● **TASK REQUIREMENTS**
Look through the records below and copy each line that includes the word "tables".

Items from a data source:

+===+

PR #2105, opened 2017-08-30
PCHR-2495: Add the LeavePeriodEntitlement.getLeaveBalances API

davialexandre:
## Overview
This PR adds the `LeavePeriodEntitlement.getLeaveBalances` API. This new API aggregates data that is already available via other APIs like `LeavePeriodEntitlement.getRemainder` and `LeavePeriodEntitlement.getEntitlement`, but it does this with a much better performance and reduced number of queries, especially because it can be used to get information for multiple contacts with a single request.

## Before

To get the same information provided by the new API, one would need a chained API call similar to this one:

```javascript
CRM.api3('Contact', 'getleavemanagees', {
  "sequential": 1,
  "managed_by": 205,
  "api.LeavePeriodEntitlement.getentitlement": {"contact_id":"$value.id","period_id":2},
  "api.LeavePeriodEntitlement.getremainder": {"contact_id":"$value.id","period_id":2,"include_future":1}
})
```

As you can see, we have three chained API in that request. Even worse, the two inner call are executed once for each result returned by the parent call to `Contact.getLeaveManagess`. In a scenario where `getLeaveManagees` would return 100 contacts, we would end up with 201 API calls, not to mention the internal SQL queries executed by each of these API calls.

Besides that, the format in which the data is returned isn't easy to loop through, as the chained API call results in a deeply nested data structure. Something like this:

```json
{
            "contact_id": "4",
            "display_name": "civihr_staff@compucorp.co.uk",
            "hrjobroles_id": "1",
            "id": "1",
            "contact_is_deleted": "0",
            "api.LeavePeriodEntitlement.getentitlement": {
                "is_error": 0,
                "version": 3,
                "count": 3,
                "values": [
                    {
                        "id": "7",
                        "entitlement": 28
                    },
                    {
                        "id": "8",
                        "entitlement": 0
                    },
                    {
                        "id": "9",
                        "entitlement": 0
                    }
                ]
            },
            "api.LeavePeriodEntitlement.getremainder": {
                "is_error": 0,
                "version": 3,
                "count": 3,
                "values": [
                    {
                        "id": "7",
                        "remainder": {
                            "current": 14.5,
                            "future": 14.5
                        }
                    },
                    {
                        "id": "8",
                        "remainder": {
                            "current": 0,
                            "future": 0
                        }
                    },
                    {
                        "id": "9",
                        "remainder": {
                            "current": 0,
                            "future": 0
                        }
                    }
                ]
            }
        },
```

## After

The new API requires a single API call. Here is an example of how to do the same thing as the previous example of a chained call:

```javascript
CRM.api3('LeavePeriodEntitlement', 'getleavebalances', {
  "sequential": 1,
  "period_id": 2,
  "managed_by": 205
})
```

The API response is also simpler and easier to loop through:

```json
{
    "is_error": 0,
    "version": 3,
    "count": 4,
    "values": {
        "4": {
            "contact_id": "4",
            "contact_display_name": "civihr_staff@compucorp.co.uk",
            "absence_types": [
                {
                    "id": 1,
                    "entitlement": "28.00",
                    "used": 13.5,
                    "balance": 14.5,
                    "requested": 0
                },
                {
                    "id": 2,
                    "entitlement": "0.00",
                    "used": 0,
                    "balance": 0,
                    "requested": 0
                },
                {
                    "id": 3,
                    "entitlement": "0.00",
                    "used": 0,
                    "balance": 0,
                    "requested": 0
                }
            ]
        }
   }
}
```
A few things to note:
- All the balances are aggregate together inside the `absence_types` property, instead of separatedely in each chain response.
- We now have a `used` property for each absence type. On a chained call, we would have to obtain that value manually, by subtracting the balance/remainder from the entitlement.

This API also supports the `is_count` option, which will return the number of contacts matching the given criteria. This is how it can be used:

```javascript
CRM.api3('LeavePeriodEntitlement', 'getleavebalances', {
  "sequential": 1,
  "period_id": 2,
  "options": {"is_count":1}
})
```
And this is how its response looks like:

```json
{
    "is_error": 0,
    "result": 5
}
```
Result is the number of contacts that would be returned on a non is count query.

## Technical Details
Three new methods were created to make it possible for the API get the data with the minimum number of SQL queries as possible. The methods are:
- `LeavePeriodEntitlement::getEntitlementsForContacts`
- `LeaveBalanceChange::getBalanceForContacts`
- `LeaveBalanceChange::getOpenLeaveRequestBalanceForContacts`

The most important thing about them is that they all accept a list of Contact IDs and return the entitlement/balance for all the received contacts with a single Query. Those classes already have methods to get the same information, but they were built to get it for a single contact.

After the new methods were created, I tried to refactor the existing methods to use the new ones, but it turned out to be a too complex task and I gave up. The main difficulty is that the existing methods work based on a LeavePeriodEntitlement instance instead of a contact ID. Another difficulty is that some of the existing methods (`LeaveBalanceChange::getBalanceForEntitlement` for example) have a lot of filters (like filter by status, by public holidays, by future balance etc) that were really not necessary for this API. In order to use the new methods to do the work of the old ones, I would have to implement all of those filters in them, which would increase the scope of the PR.

---

- [x] Tests Pass

### DIFF
--- a/uk.co.compucorp.civicrm.hrleaveandabsences/CRM/HRLeaveAndAbsences/API/Query/LeaveBalancesSelect.php
+++ b/uk.co.compucorp.civicrm.hrleaveandabsences/CRM/HRLeaveAndAbsences/API/Query/LeaveBalancesSelect.php
@@ -1,0 +1,91 @@
+<?php
+
+use CRM_Contact_BAO_Contact as Contact;
+use CRM_Contact_BAO_Relationship as Relationship;
+use CRM_Contact_BAO_RelationshipType as RelationshipType;
+use CRM_Hrjobcontract_BAO_HRJobContract as HRJobContract;
+use CRM_Hrjobcontract_BAO_HRJobDetails as HRJobDetails;
+use CRM_Hrjobcontract_BAO_HRJobContractRevision as HRJobContractRevision;
+use CRM_HRLeaveAndAbsences_API_Query_Select as SelectQuery;
+
+class CRM_HRLeaveAndAbsences_API_Query_LeaveBalancesSelect {
+
+  use CRM_HRLeaveAndAbsences_Service_SettingsManagerTrait;
+
+  public function __construct($params) {
+    $this->params = $params;
+    $this->buildCustomQuery();
+  }
+
+  private function buildCustomQuery() {
+    $customQuery = CRM_Utils_SQL_Select::from(Contact::getTableName() . ' as a');
+
+    $this->addJoins($customQuery);
+    $this->addWhere($customQuery);
+
+    $this->query = new SelectQuery('Contact', $this->params);
+    $this->query->merge($customQuery);
+  }
+
+  private function addJoins(CRM_Utils_SQL_Select $query) {
+    $joins = [
+      'INNER JOIN ' . HRJobContract::getTableName() . ' jc ON a.id = jc.contact_id',
+      'INNER JOIN ' . HRJobContractRevision::getTableName() . ' jcr ON jcr.id = (SELECT id
+                    FROM ' . HRJobContractRevision::getTableName() . ' jcr2
+                    WHERE
+                    jcr2.jobcontract_id = jc.id
+                    ORDER BY jcr2.effective_date DESC
+                    LIMIT 1)',
+      'INNER JOIN ' . HRJobDetails::getTableName() . ' jd ON jd.jobcontract_revision_id = jcr.details_revision_id'
+    ];
+
+    if(!empty($this->params['managed_by'])) {
+      $joins[] = 'LEFT JOIN ' . Relationship::getTableName() . ' r ON r.contact_id_a = a.id';
+      $joins[] = 'LEFT JOIN ' . RelationshipType::getTableName() . ' rt ON rt.id = r.relationship_type_id';
+    }
+
+    $query->join(null, $joins);
+  }
+
+  private function addWhere($customQuery) {
+    $conditions = [
+      'a.is_deleted = 0',
+      'jc.deleted = 0',
+    ];
+
+    if(!empty($this->params['managed_by'])) {
+      $managerID = (int)$this->params['managed_by'];
+
+      if(!isset($this->params['unassigned'])) {
+        $activeLeaveManagerCondition = $this->hasActiveLeaveManagerCondition();
+        $activeLeaveManagerCondition[] = "r.contact_id_b = {$managerID}";
+        $conditions = array_merge($conditions, $activeLeaveManagerCondition);
+      }
+    }
+
+
+    $customQuery->where($conditions);
+  }
+
+  public function run() {
+    $results = $this->query->run();
+
+    return $results;
+  }
+
+
+  private function hasActiveLeaveManagerCondition() {
+    $today =  '"' . date('Y-m-d') . '"';
+    $leaveApproverRelationshipTypes = $this->getLeaveApproverRelationshipsTypesForWhereIn();
+
+    $conditions = [];
+    $conditions[] = 'rt.is_active = 1';
+    $conditions[] = 'rt.id IN(' . implode(',', $leaveApproverRelationshipTypes) . ')';
+    $conditions[] = 'r.is_active = 1';
+    $conditions[] = "(r.start_date IS NULL OR r.start_date <= {$today})";
+    $conditions[] = "(r.end_date IS NULL OR r.end_date >= {$today})";
+
+    return $conditions;
+  }
+
+}
--- a/uk.co.compucorp.civicrm.hrleaveandabsences/CRM/HRLeaveAndAbsences/API/Query/LeaveBalancesSelect.php
+++ b/uk.co.compucorp.civicrm.hrleaveandabsences/CRM/HRLeaveAndAbsences/API/Query/LeaveBalancesSelect.php
@@ -86,7 +86,7 @@ class CRM_HRLeaveAndAbsences_API_Query_LeaveBalancesSelect {
       'INNER JOIN ' . HRJobDetails::getTableName() . ' jd ON jd.jobcontract_revision_id = jcr.details_revision_id'
     ];
 
-    if($this->getManagerID()) {
+    if($this->shouldFilterByManager()) {
       $joins[] = 'LEFT JOIN ' . Relationship::getTableName() . ' r ON r.contact_id_a = a.id';
       $joins[] = 'LEFT JOIN ' . RelationshipType::getTableName() . ' rt ON rt.id = r.relationship_type_id';
     }
@@ -115,12 +115,8 @@ class CRM_HRLeaveAndAbsences_API_Query_LeaveBalancesSelect {
       )"
     ];
 
-    $managerID = $this->getManagerID();
-    if($managerID) {
-      $activeLeaveManagerCondition = $this->hasActiveLeaveManagerCondition();
-      $activeLeaveManagerCondition[] = "r.contact_id_b = {$managerID}";
-      $conditions = array_merge($conditions, $activeLeaveManagerCondition);
-    }
+    $activeLeaveManagerCondition = $this->hasActiveLeaveManagerCondition();
+    $conditions = array_merge($conditions, $activeLeaveManagerCondition);
 
     $customQuery->where($conditions);
   }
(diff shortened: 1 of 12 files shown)


uk.co.compucorp.civicrm.hrleaveandabsences/CRM/HRLeaveAndAbsences/API/Query/LeaveBalancesSelect.php
```diff
@@ -0,0 +1,293 @@
...
+
+    $conditions = [
+      'a.is_deleted = 0',
+      'jc.deleted = 0',
+      "(
+        (jd.period_end_date IS NOT NULL AND jd.period_start_date <= '{$absencePeriod->end_date}' AND jd.period_end_date >= '{$absencePeriod->start_date}')
+          OR
+        (jd.period_end_date IS NULL AND 
+          (
+            (jd.period_start_date >= '{$absencePeriod->start_date}' AND jd.period_start_date <= '{$absencePeriod->end_date}')
```
tunbola: Do we really need this condition? Once the jd.period_end_date IS NULL, I'm thinking the only criteria left to be fulfilled is that the jd.period_start_date is less than the Absence period end date.

uk.co.compucorp.civicrm.hrleaveandabsences/api/v3/LeavePeriodEntitlement.php
```diff
@@ -241,4 +241,116 @@ function civicrm_api3_leave_period_entitlement_getentitlement($params) {
...
+ * @return void
+ */
+function _civicrm_api3_leave_period_entitlement_getleavebalances_spec(&$spec) {
+  $spec['managed_by'] = [
+    'name' => 'managed_by',
+    'title' => 'Managed By',
+    'description' => 'Include only Leave Balances for contacts managed by the contact with the given ID',
+    'type' => CRM_Utils_Type::T_INT,
+    'api.required' => 0,
+    'FKClassName'  => 'CRM_Contact_DAO_Contact',
```
tunbola: Please adjust appropriately space between operand and operator in this array.

uk.co.compucorp.civicrm.hrleaveandabsences/api/v3/LeavePeriodEntitlement.php
```diff
@@ -241,4 +241,116 @@ function civicrm_api3_leave_period_entitlement_getentitlement($params) {
...
+  ];
+
+  $spec['period_id'] = [
+    'name' => 'period_id',
+    'title' => 'Absence Period ID',
+    'description' => 'Include only Balances from Leave Requests taken during the Period with the given ID',
+    'type' => CRM_Utils_Type::T_INT,
+    'api.required' => 1,
+    'FKClassName'  => 'CRM_HRLeaveAndAbsences_BAO_AbsencePeriod',
+    'FKApiName'    => 'AbsencePeriod',
```
tunbola: adjust space between operand and operator.

uk.co.compucorp.civicrm.hrleaveandabsences/api/v3/LeavePeriodEntitlement.php
```diff
@@ -241,4 +241,116 @@ function civicrm_api3_leave_period_entitlement_getentitlement($params) {
...
+  ];
+
+  $spec['contact_id'] = [
+    'name' => 'contact_id',
+    'title' => 'Contact ID',
+    'description' => 'Include only Leave Balances for contacts with the given ID',
+    'type' => CRM_Utils_Type::T_INT,
+    'api.required' => 0,
+    'FKClassName'  => 'CRM_Contact_DAO_Contact',
+    'FKApiName'    => 'Contact',
```
tunbola: adjust space between operand and operator.

uk.co.compucorp.civicrm.hrleaveandabsences/api/v3/LeavePeriodEntitlement.php
```diff
@@ -241,4 +241,116 @@ function civicrm_api3_leave_period_entitlement_getentitlement($params) {
...
+  ];
+
+  $spec['type_id'] = [
+    'name' => 'type_id',
+    'type' => CRM_Utils_Type::T_INT,
+    'title' => 'Absence Type ID',
+    'description' => 'Include only Balances for the Given Absence Type',
+    'api.required' => 0,
+    'FKClassName'  => 'CRM_HRLeaveAndAbsences_BAO_AbsenceType',
+    'FKApiName'    => 'AbsenceType',
```
tunbola: adjust space between operand and operator.

uk.co.compucorp.civicrm.hrleaveandabsences/tests/phpunit/CRM/HRLeaveAndAbsences/BAO/LeaveRequestTest.php
```diff
@@ -2873,4 +2873,48 @@ public function testUpdatingToilThrowsExceptionWhenUpdatingApprovedToilWithDates
     $params['to_date'] = CRM_Utils_Date::processDate('2016-01-08');
     LeaveRequestFabricator::fabricate($params, true);
   }
+
+  public function testCanReturnTheListOfAllStatuses() {
+    $leaveStatuses = array_flip(LeaveRequest::buildOptions('status_id', 'validate'));
+
+    $statuses = LeaveRequest::getStatuses();
+
```
tunbola: Why not `$this->assertEquals($leaveStatuses, $status)` ?

uk.co.compucorp.civicrm.hrleaveandabsences/CRM/HRLeaveAndAbsences/API/Query/LeaveBalancesSelect.php
```diff
@@ -227,15 +223,28 @@ private function getLeaveBalances($contacts) {
...
+      $conditions[] = 'r.is_active = 1';
+      $conditions[] = "(r.start_date IS NULL OR r.start_date <= {$today})";
+      $conditions[] = "(r.end_date IS NULL OR r.end_date >= {$today})";
+
+      if(!$this->leaveManagerService->currentUserIsAdmin()) {
+        $managerID = (int)CRM_Core_Session::getLoggedInContactID();
+        $conditions[] = "r.contact_id_b = {$managerID}";
+      }
+
+      if(!empty($this->params['managed_by'])) {
```
tunbola: Thinking  of a scenario where the current user is a manager and managed_by is present which has a value other that the current logged in user ID. Looks like both IF conditions will be met and we have ` r.contact_id_b = {$currentUserID} AND r.contact_id_b = {$managerID}"`, although no results will be returned. 
Wondering why the previous if/else condition is not used again so as to avoid having this condition `$conditions[] = "r.contact_id_b = {$managerID}";` twice in such scenario?

davialexandre: The previous version of this had a single `r.contact_id_b = {$managerID}` where the $managerID was given by:

```php
$managerID = null;
if (!currentUserIsAdmin()) {
  $managerID = getLoggedInContactID();
} elseif(!empty($params['managed_by'])) {
  $managerID = $params['managed_by'];
}
```

With that, this is what would happen:
- An admin tries to use the API without passing a manager ID: No join with the relationship tables and all the contacts could be returned
- An admin tries to use the API passing a manager ID: A join with the relationship tables was added and the value passed to the managed_by param was used on the r.contact_id_b condition, meaning that only contacts managed by the given manager would be returned.
- A manager tries to use the API without passing a manager ID: A join with the relationship tables was added and the ID of the current logged in contact would be used as the managerID, meaning that only contacts managed by the current user would be returned
- A manager tries to use the API passing a manager_id of another manager: A join with the relationship tables was added, but the given managed_by value is discarded, as we always use the ID of the current user when they are not admins. This means that the managees of the current user would be returned

On the last scenario above, the correct behavior would be an empty response instead of a list of contacts managed by the current user. That's why we need two separate conditions.

tunbola: Got it.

+===+

● **RESULT OF THE TASK**
- An admin tries to use the API without passing a manager ID: No join with the relationship tables and all the contacts could be returned
- An admin tries to use the API passing a manager ID: A join with the relationship tables was added and the value passed to the managed_by param was used on the r.contact_id_b condition, meaning that only contacts managed by the given manager would be returned.
- A manager tries to use the API without passing a manager ID: A join with the relationship tables was added and the ID of the current logged in contact would be used as the managerID, meaning that only contacts managed by the current user would be returned
- A manager tries to use the API passing a manager_id of another manager: A join with the relationship tables was added, but the given managed_by value is discarded, as we always use the ID of the current user when they are not admins. This means that the managees of the current user would be returned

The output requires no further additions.